Мальчик кивает. Густые кусты наступают на дорожку, им приходится идти гуськом. Питер выталкивает Тома вперед. Салли идет последней, уставясь Питеру в спину. Дорожка расширяется. Том спрашивает, а завтра будет еще пикник?

— Очень даже может быть, старина. Но не знаю. Однако повеселимся обязательно.

Салли идет чуть сзади плеча Питера, не прикасаясь к нему, наблюдая его профиль.

— Ты уверен, что не видел ее?

Он бросает на нее настороженный взгляд. Она смотрит на дорожку.

Салли говорит:

— От тебя пахнет, как от нее пахло утром.

Он посмеивается и недоумевает.

— Милая, ну, Бога ради! — И затем: — Не будь дурочкой. Возможно, это и ее крем. Я просто подобрал тюбик в траве после того, как мы кончили есть.

Она по-прежнему не отводит взгляд от дорожки.

— Я его не заметила, когда мы собирали корзинки.

— Значит, она захватила его, уходя. И Бога ради, перестань быть такой…

Он смотрит мимо.

— Большое спасибо.

— Но это ведь так.

— Во всяком случае, я знаю, что со мной скучно.

Он дергает руку сына.

— Давай, Том. Наперегонки. Вот до того дерева. Готов?

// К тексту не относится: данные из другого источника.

PR #281, opened 2020-05-28
always serialize the function using cloudpickle

basnijholt:
## Description

This was a suggestion of @jbweston some time ago.

Using this, the learners are picklable regardless of the serialization package chosen.

This also means that we can e.g. use lambda functions when using a `ProcessPoolExecutor` and do not need `loky` per se.

I am making these changes now because I am finding that in some cases it's not preferable to use `cloudpickle` to serialize simple dictionaries (see https://github.com/cloudpipe/cloudpickle/issues/375).

## Checklist

- [ ] `pytest` passed

## Type of change

*Check relevant option(s).*

### DIFF
--- a/adaptive/learner/average_learner.py
+++ b/adaptive/learner/average_learner.py
@@ -1,5 +1,6 @@
 from math import sqrt
 
+import cloudpickle
 import numpy as np
 
 from adaptive.learner.base_learner import BaseLearner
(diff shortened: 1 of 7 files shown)


ogrisel:
As noted in  cloudpipe/cloudpickle#375, the performance problem when serializing large collections (list, dicts, sets) of small object is caused by the fact that prior to Python 3.8, cloudpickle had not other choice than subclass the Python implementation of the `Pickler` class which is slow.

Since Python 3.8, cloudpickle can subclass the C implementation of the `Pickler` class which should fix this performance problem.

basnijholt:
@ogrisel, thanks a lot for your explanation (also in https://github.com/cloudpipe/cloudpickle/issues/375#issuecomment-635886978)!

Вперед!

Несколько шагов он держится впереди, потом позволяет четырехлетнему малышу нагнать его и обойти.

— Ты победил! — Он снова берет сына за руку, и они поворачиваются навстречу Салли, которая медленно подходит к ним. — Том победил.

Она улыбается мальчику положенной жиденькой улыбкой. Питер нагибается, забирает корзинку из ее руки, другой на секунду привлекает ее к себе и шепчет ей на ухо:

− Конечно, она мне нравится до безумия. Но некрофилию я приберегаю для старости.

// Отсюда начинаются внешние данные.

PR #283, opened 2020-06-19
AverageLearner1D added

AlvaroGI:
The AverageLearner1D has been added to the master branch (original code with design details and tests can be found [here](https://github.com/AlvaroGI/adaptive/tree/AverageLearner2D/)).
Tutorial notebook added (tutorial_averagelearner1d_aux.py contains some auxiliary functions for the tutorial).

## Changes in existing files
The __init__.py files of adaptive/ and learner/, and notebook_integration.py were only modified to include the AverageLearner1D.


adaptive/learner/averagelearner1D.py
```diff
@@ -0,0 +1,399 @@
...
+            self._error_in_mean[x] = self._calc_error_in_mean(ys, y_avg, n)
+            self._update_distances(x)
+            self._update_rescaled_error_in_mean(x, "resampled")
+
+            if self._error_in_mean[x] <= self.min_Delta_g or n >= self.max_samples:
+                self._rescaled_error_in_mean.pop(x, None)
+
+            # We also need to update scale and losses
+            super()._update_scale(x, y)
+            self._update_losses_resampling(x, real=True)  #  XXX: REVIEW
```
basnijholt, line 266: @AlvaroGI, what does `REVIEW` mean here?

adaptive/learner/averagelearner1D.py
```diff
@@ -0,0 +1,399 @@
...
+
+            # XXX: Is the following necessary?
```
basnijholt, line 268: @AlvaroGI, do you know how to check whether this is needed?

adaptive/learner/averagelearner1D.py
```diff
@@ -0,0 +1,399 @@
...
+        if (b is not None) and right_loss_is_unknown:
+            self.losses_combined[x, b] = float("inf")
+
+    def _calc_error_in_mean(self, ys, y_avg, n):
+        variance_in_mean = sum((y - y_avg) ** 2 for y in ys) / (n - 1)
+        t_student = scipy.stats.t.ppf(1 - self.alpha, df=n - 1)
+        return t_student * (variance_in_mean / n) ** 0.5
+
+    def tell_many(self, xs, ys, *, force=False):
+        """The data should be given as:
```
basnijholt, line 319: doc-string is incorrect

adaptive/learner/averagelearner1D.py
```diff
@@ -0,0 +1,399 @@
...
+                - {x_i: y_i} (only the mean at each point), in which case the
+                  number of samples is assumed to be 1 and the error 0 for all
+                  data points. These points will not be included in
+                  _rescaled_error_in_mean and therefore will not be resampled.
+                - {x_i: [y_i0, y_i1, ...]} (all data samples at each point)."""
+        # If data_samples is given:
+        if isinstance(ys[0], list):
```
basnijholt, line 326: maybe should check for any iterable

adaptive/learner/averagelearner1D.py
```diff
@@ -0,0 +1,399 @@
...
+        hv = ensure_holoviews()
+        if not self.data:
+            p = hv.Scatter([]) * hv.ErrorBars([]) * hv.Path([])
+        elif not self.vdim > 1:
+            p = (
+                hv.Scatter(self.data)
+                * hv.ErrorBars(
+                    [(x, self.data[x], self._error_in_mean[x]) for x in self.data]
+                )
+                * hv.Path([])
```
basnijholt, line 381: adding a line through the points would probably be nicer.

adaptive/learner/averagelearner1D.py
AlvaroGI: Nothing anymore, it was a comment for myself and I forgot to remove it.

adaptive/learner/averagelearner1D.py
basnijholt: Fixed

adaptive/learner/averagelearner1D.py
```diff
@@ -0,0 +1,399 @@
...
+class AverageLearner1D(Learner1D):
+    """Learns and predicts a noisy function 'f:ℝ → ℝ^N'.
+
+    New parameters (wrt Learner1D)
+    ------------------------------
+    delta : float
+        This parameter controls the resampling condition. A point is resampled
+        if its uncertainty is larger than delta times the smallest neighboring
+        interval.
+        We strongly recommend 0 < delta <= 1.
```
basnijholt: Isn't this even required?

adaptive/learner/averagelearner1D.py
```diff
@@ -0,0 +1,399 @@
...
+            self._error_in_mean.update(zip(xs, [0] * len(xs)))
+            for x in xs:
+                self._update_distances(x)
+
+    def plot(self):
+        """Returns a plot of the evaluated data with error bars.
+
+        Returns
+        -------
+        plot : `holoviews.element.Scatter` (if vdim=1)\
```
basnijholt: the return type is incorrect

basnijholt:
Awesome!
AverageLearner1D mov

adaptive/learner/averagelearner1D.py
AlvaroGI: It is, I just removed this comment.

adaptive/learner/averagelearner1D.py
AlvaroGI: Not really. If delta<0, the algorithm will only resample existing points and stop sampling new ones. If delta>1, the algorithm will mostly sample new points (larger delta means less resampling). These two regimes are not commonly desired, but one may use them in some very specific cases. That is why I decided to allow for any value of delta, although in general we recommend 0<delta<1 (more specifically, delta~0.2).

adaptive/learner/averagelearner1D.py
AlvaroGI: Fixed in [this commit](https://github.com/python-adaptive/adaptive/pull/283/commits/4a1fa919b19ef378eae25b8620668b78f72d66a7)!

adaptive/learner/averagelearner1D.py
AlvaroGI: The current implementation of `tell_many()` only works if the elements of `ys` are lists. Is that a problem?

adaptive/learner/average_learner1D.py
```diff
@@ -0,0 +1,434 @@
...
+
+                    super()._update_scale(x, y_avg)
+                    self._update_losses_resampling(x, real=True)
+                    if self._scale[1] > self._recompute_losses_factor * self._oldscale[1]:
+                        for interval in reversed(self.losses):
+                            self._update_interpolated_loss_in_interval(*interval)
+                        self._oldscale = deepcopy(self._scale)
+
+        # If data is given:
+        else:
```
basnijholt, line 372: @AlvaroGI, why is this functionality necessary BTW?

AlvaroGI: This functionally allows to tell the learner about data that should be considered as "reliable", in the sense that it will not be resampled again. Theoretically, this data would correspond to the actual value of the function without noise, that is why there is no need to resample those points.
This functionality is not strictly necessary, but I was thinking in the following use-case scenario. Assume that you had some reliable previous data with low enough error bars that do not need resampling. If you want to add this data to the learner but you don't have access to all the samples anymore (only to the average value at each point), you can use this functionality, and the adaptive algorithm will take them into consideration when choosing a new point but will not resample them. I agree that this is not a common scenario but it may be useful for someone.

adaptive/learner/averagelearner1D.py
AlvaroGI: Fixed [here](https://github.com/python-adaptive/adaptive/pull/283/commits/f27cb09b862f9ffcec3b011d95122e0348f94843).

adaptive/learner/average_learner1D.py
basnijholt: I imagine that 99% of the people will exclusively use the `AverageLearner1D` with a `adaptive.Runner`. So in case this isn't really called, I vote for removing this option.

Maybe @akhmerov or @jbweston can chip in?

basnijholt: In any case, using `tell_many` to indicate that a point shouldn't be sampled anymore isn't a good API. If that method desired, there should probably be another method doing that.

adaptive/learner/average_learner1D.py
```diff
@@ -0,0 +1,435 @@
...
+
+        Examples
+        ----------
+        If xs = [0,1] and ys = [[1.2,1.4],[2]], the y-values will be included in
+        self._data_samples.
+        If xs = [0,1] and ys = [1.2,2], the y-values will be directly included
+        in self.data, and the previous self.data[0] and self.data[1] will be erased.
+        """
+        # Check that all x are within the bounds
+        assert np.prod([x>=self.bounds[0] and x<=self.bounds[1] for x in xs]), 'x value out of bounds: remove x or enlarge the bounds of the learner'
```
akhmerov, line 339: This may not be an `assert`: assertions are for internal sanity checks. Instead we should `raise ValueError` here.

adaptive/learner/average_learner1D.py
akhmerov: I agree with @basnijholt: this feature changes what the function means, and we shouldn't do this.

We may separately consider if driving the learner like this is a relevant feature to already implement, but it certainly shouldn't be here.

adaptive/learner/average_learner1D.py
```diff
@@ -0,0 +1,435 @@
...
+                    super()._update_scale(x, y_avg)
+                    self._update_losses_resampling(x, real=True)
+                    if self._scale[1] > self._recompute_losses_factor * self._oldscale[1]:
+                        for interval in reversed(self.losses):
+                            self._update_interpolated_loss_in_interval(*interval)
+                        self._oldscale = deepcopy(self._scale)
+
+        # If data is given:
+        else:
+            security_question = input('Function values given as scalars instead of lists. This will potentially overwrite the learner data. Continue? (y/n)')
```
akhmerov, line 373: Learners are meant to be used by other code: observe that `input` doesn't appear anywhere in adaptive library.

adaptive/learner/average_learner1D.py
```diff
@@ -0,0 +1,435 @@
...
+        t_student = scipy.stats.t.ppf(1 - self.alpha, df=n - 1)
+        return t_student * (variance_in_mean / n) ** 0.5
+
+    def tell_many(self, xs, ys):
+        """Tell the learner about some values.
+
+        Parameters
+        ----------
+        xs : Iterable of values from the function domain
+        ys : Iterable of lists of values (several data samples)
```
akhmerov, line 324: I think this breaks the API: runner isn't supposed to sort the points into lists with the same x-coordinate.

`tell` and `tell_many` must satisfy the relationship provided by the [BaseLearner](https://github.com/python-adaptive/adaptive/blob/master/adaptive/learner/base_learner.py#L87-L106). The reason why you may implement both is exclusively computational efficiency.

adaptive/learner/average_learner1D.py
```diff
@@ -0,0 +1,435 @@
...
+        is 1-2*alpha. We recommend to keep alpha=0.005.
+    neighbor_sampling : float (0 < neighbor_sampling <= 1)
+        Each new point is initially sampled at least a (neighbor_sampling*100)%
+        of the average number of samples of its neighbors.
+    min_samples : int (min_samples > 0)
+        Minimum number of samples at each point x. Each new point is initially
+        sampled at least min_samples times.
+    max_samples : int (min_samples < max_samples)
+        Maximum number of samples at each point x.
+    min_Delta_g : float (min_Delta_g >= 0)
```
basnijholt, line 34: Why is this parameter called this way? It's not a very obvious name (from reading this doc-string at least).

AlvaroGI: tl;dr: I agree, I changed the variable name and the doc-string [here](https://github.com/python-adaptive/adaptive/pull/283/commits/7550d1c64ae1d6d44c41b1d5774b5fba28c2d6cb). Do you think it is more clear now?

This variable was called min_Delta_g due to the original mathematical formulation of the problem. The true value of the function was called f(x), while the function with noise was g(x). The confidence intervals we build (the error bars) are for the mean value of g(x). Hence, I denoted the size of these intervals Δg. See [this notebook](https://nbviewer.jupyter.org/github/AlvaroGI/adaptive/blob/AverageLearner2D/test_strategy_5_new.ipynb) for a longer explanation with formulas.

adaptive/learner/average_learner1D.py
AlvaroGI: Makes sense! I removed this functionality in the [last implementation](https://github.com/python-adaptive/adaptive/pull/283/commits/a8c86ccae75e0f5d4da721bd1792f8c9a10c95e8) of `tell_many()` .

adaptive/learner/average_learner1D.py
AlvaroGI: Fixed [here](https://github.com/python-adaptive/adaptive/pull/283/commits/a8c86ccae75e0f5d4da721bd1792f8c9a10c95e8)!

adaptive/learner/average_learner1D.py
AlvaroGI: Makes sense, fixed [here](https://github.com/python-adaptive/adaptive/pull/283/commits/a8c86ccae75e0f5d4da721bd1792f8c9a10c95e8).

adaptive/learner/average_learner1D.py
AlvaroGI: I redesigned the `tell_many()` in the [last commit](https://github.com/python-adaptive/adaptive/pull/283/commits/a8c86ccae75e0f5d4da721bd1792f8c9a10c95e8), so that it matches the definition from the BaseLearner. I think now it works as it is supposed to.

adaptive/learner/average_learner1D.py
basnijholt: In other learners one is able to have numbers outside of the domain, the only thing that should happen is that it doesn't suggest points outside of the domain.

adaptive/learner/average_learner1D.py
basnijholt: Looks good! Thanks for the explanation.

basnijholt:
I have just rebased on top of master and rewritten history to remove the committed notebook outputs.

basnijholt:
I have added the `AverageLearner1D` to the tests but they are not passing yet.

One thing I had to do is to add `_get_data` and `_set_data` methods, however, when loaded the losses are different, so perhaps it is not yet correct. I will investigate further at a later point in time.

adaptive/learner/averagelearner1D.py
basnijholt: Seems fixed.

adaptive/tests/test_average_learner1d.py
```diff
@@ -0,0 +1,48 @@
...
+    assert len(learner._data_samples) == len(control._data_samples)
+    assert learner._data_samples.keys() == control._data_samples.keys()
+
+    for k, v1 in learner._data_samples.items():
+        v2 = control._data_samples[k]
+        assert len(v1) == len(v2)
+        np.testing.assert_almost_equal(np.sort(v1), np.sort(v2))
+
+    assert learner._bbox[0] == control._bbox[0]
+    assert learner._bbox[1] == control._bbox[1]
```
basnijholt, line 43: @AlvaroGI, @akhmerov, by adding this test I found a potential bug in the algorithm because it fails at this point.

I believe that the correct behavior for setting the bounding box in "y" is that it's set by the min and max average of the data.
This correctly happens in `tell_many_at_point` in `super()._update_scale(x, y_avg)`, however, when adding points one by one using `learner.tell` (starting with points far away from the mean) the bounding box will be defined by these points far away from the mean.

We can solve this by defining the bounding box:
- by its extremes `min([min(x) for x in learner._data_samples.values()]), max([max(x) for x in learner._data_samples.values()])` always (simplest solution but perhaps less correct)
- define the bounding box by the means of the data at each point, this means a lot of bookkeeping and perhaps (a lot?) extra computions

AlvaroGI: Hi Bas,
Sorry for the delay in my answer, I needed to take some time to think about this.

__Some findings after looking at this issue:__
 1. When the samples are added by running the learner, the maximum and minimum values of `learner._bbox` indeed correspond to the maximum and minimum values of `y` over all samples ("undesired" behavior), as you said. This is because the old `learner._bbox` values are compared to each new sample.
 2. However, when using `tell_many_at_point()`, I found that the `learner._bbox` values do *not* necessarily correspond to the maximum and minimum values of the data (data = average over all samples at each point).  In this case, old `learner._bbox` values are compared to the average of all the many samples that are added through `tell_many_at_point()`. Therefore, if you add points to a new learner, this corresponds to the maximum and minimum value of the data ("desired" behavior); but if we run a learner for a while and then add new samples, the values of `learner._bbox` will be compared to the mean value of the new samples, and we can end up with a `learner._bbox` that does not correspond to the max/min of the data nor to the max/min of the samples.
 3. Another bug I found in `tell_many_at_point()` is that the new value of the data at each point adopted the value of the mean of the new data samples, instead of the mean over all data samples (new and old) at that same point. I have already fixed this in my last commit.

I agree that the correct behavior should be the one you explained. However, I don't think `learner._bbox` has a dramatic impact on the performance of the algorithm (it is only used to compute `learner._scale`, which is mainly used to provide a finite loss to intervals with infinite loss, is that right?), so any of both behaviors could be fine in practice.
Therefore, I would say we should go for your first solution, which I think requires far less computations. To do that, I think we just need to bugfix `tell_many_at_point()` by replacing line 397 in `average_learner1D.py`:
```
super()._update_scale(x, self.data[x])
```
by the following two lines:
```
super()._update_scale(x, min(self._data_samples[x])
super()._update_scale(x, max(self._data_samples[x])
```

What do you think?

Она высвобождается, умиротворенная лишь отчасти.

— Из-за тебя я чувствую неуверенность.

— Ну-ка, Том. Возьми Салли за руку.

Они идут дальше, мальчик между ними. Он шепчет через голову ребенка.

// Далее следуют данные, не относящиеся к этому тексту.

Issue #299, opened 2021-02-24
Runner fails in the notebook


ncuxomun:
Hi.

Thank you very much for sharing your project! 

I have attempted to run some tutorials on my machine(s), OS: Windows 10 | Python 3.8.5, but the runner fails to execute. For example:
![image](https://user-images.githubusercontent.com/54369128/109054190-71b62f80-7692-11eb-90fd-55ae9bc3d2be.png).

Please note that when I tried running the examples on Binder, everything worked smoothly. Can you please help me resolve the issue because I would like to run a set of my experiments?

Thank you very much for your attention!

basnijholt:
Could you try runner.task.print_stack() to see the error.

basnijholt:
Also see https://adaptive.readthedocs.io/en/latest/tutorial/tutorial.advanced-topics.html#debugging-problems

ncuxomun:
> Could you try runner.task.print_stack() to see the error.

Hi, Bas. May I call you by your name?
Thanks for responding. Here is the error:
![image](https://user-images.githubusercontent.com/54369128/109063512-125e1c80-769e-11eb-86ad-c6fbb82dcdfe.png)

basnijholt:
I think you are just missing the relevant bit of the error message here.

ncuxomun:
I screen'ed entire message in the notebook. How can I find the relevant bit?

basnijholt:
The part that comes after the raise RuntimeError on the last line.

ncuxomun:
I ran the script version, and the error message is:
![image](https://user-images.githubusercontent.com/54369128/109064430-4259ef80-769f-11eb-9333-352e7cdbbb6b.png)

ncuxomun:
![image](https://user-images.githubusercontent.com/54369128/109064806-b3010c00-769f-11eb-8a6f-f5531a286bb3.png)

basnijholt:
Could you try
```
pip install loky
```
and try again?

ncuxomun:
Hello!
Thank you so much for the suggestion - it worked! But I could not plot the figure as shown below:
![image](https://user-images.githubusercontent.com/54369128/109363522-a1f00080-7841-11eb-8b9e-692e7287aab5.png)
I did not observe the plotting issue when I was facing the previous issue.

basnijholt:
What version holoviews do you have installed?

ncuxomun:
[...]

Issue #292, opened 2020-09-02
can't pickle lru_cache function with loky


basnijholt:
The following fails:
```python
from functools import lru_cache
import adaptive
adaptive.notebook_extension()

@lru_cache
def g(x):
    return x

def f(x):
    return g(x)

learner = adaptive.SequenceLearner(f, range(2))
runner = adaptive.Runner(learner, adaptive.SequenceLearner.done)

runner.live_info()
```

Related to loky issue: https://github.com/joblib/loky/issues/268

This worked fine with the `concurrent.futures.ProcessPoolExecutor`.

basnijholt:
This is because of https://github.com/cloudpipe/cloudpickle/issues/178
and can be reproduced with
```python
import cloudpickle
from functools import lru_cache

@lru_cache
def g(x):
    return x

dump = cloudpickle.dumps(g)
del g
g = cloudpickle.loads(dump)
g(1)
```

akhmerov:
What's the use case for lru_cache'd functions?

basnijholt:
This occurs in some simulation software I use.

For example
```
@lru_cache
def make_kwant_syst():
    ...
    return syst

def f(x):
    syst = make_kwant_syst()
    return conductance(x, syst)
```

akhmerov:
I see. In the meantime you could hack around it by making `syst` global:

```python
def make_kwant_syst():
    try:
        return syst
    except NameError:
        global syst = ...
        return syst
```

basnijholt:
Also, it seems like this is blocked until at least the release of Python 3.9: https://github.com/cloudpipe/cloudpickle/pull/309#issuecomment-545472136.

Other alternatives include using your own memorization decorator:
```
def memoize(f):
    memo = {}
    def helper(x):
        if x not in memo:            
            memo[x] = f(x)
        return memo[x]
    return helper
```
or using the `concurrent.futures.ProcessPoolExecutor`.

akhmerov:
Should we then close this as an upstream bug? It seems like it will require no action either way.

basnijholt:
I think closing it will suggest that it's fixed. I rather leave it open with the "Blocked" label attached.

akhmerov:
But it's just not our bug, that is the reason to close it.

basnijholt:
Closing because it is an upstream issue
- https://github.com/joblib/loky/issues/268
- https://github.com/cloudpipe/cloudpickle/issues/178

PR #300, opened 2021-03-05
make loky a default on Windows and MacOS but not on Linux

basnijholt:
## Description

Make loky a default on Windows and MacOS but not on Linux.

I am doing this because several people have indicated that they are experiencing issues with Loky on a Linux cluster.
On Windows and MacOS loky is preferred because `ProcessPoolExecutor` won't work in interactive environments.

Closes https://github.com/python-adaptive/adaptive/issues/301

See also
- https://github.com/python-adaptive/adaptive/issues/292
- https://github.com/python-adaptive/adaptive/issues/299

## Checklist

- [ ] `pytest` passed

## Type of change

*Check relevant option(s).*

### DIFF
--- a/adaptive/runner.py
+++ b/adaptive/runner.py
@@ -5,10 +5,13 @@ import functools
 import inspect
 import itertools
 import pickle
+import platform
 import time
 import traceback
 import warnings
 from contextlib import suppress
+
+import loky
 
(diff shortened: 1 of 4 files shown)


akhmerov:
Sounds good to me.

— Тебе придется подыскать причину получше этой.

— Ты ее только что сам назвал.

— Матч кончился вничью.

— Ты не делаешь никаких скидок.

— Кто бы говорил.

— Ты бы рад оставлять меня вместе с твоей пижамой. На день. Забывать, что Я вообще существую.

Он переводит дыхание — и избавлен от необходимости отвечать. Впереди, там, где деревья уступают место первому лугу, они видят, что Пол и Кандида стоят на открытом пространстве, повернувшись, глядя назад на небо. Кандида замечает их и возбужденно на что-то указывает. Листва мешает им разобрать, что ее так взволновало. Но, едва выйдя на луг, они видят.

Туча, но таинственная туча, такая туча, которая запоминается навсегда, настолько она анормальна, настолько не согласуется с приметами погоды, известными даже самым ненаблюдательным. Она надвигается с юга из-за обрывов, куда взбирался Питер, и их близость к месту пикника, должно быть, скрывала то, что на равнине стало бы очевидным уже давно. А потому чудится, что она подкрадывалась; хищная и зловещая, колоссальная серая с белым подбоем волна начинает громоздиться над скалистой стеной, бесспорная вестница сильнейшей грозы. Уже предсказанной неподвижностью воздуха с утра и жарой… и тем не менее она ошеломляет. И во все еще мирном безветрии предвечернее солнечное сияние внезапно кажется жутким, ложным, сардоничным — челюсти блистательно замаскированного капкана.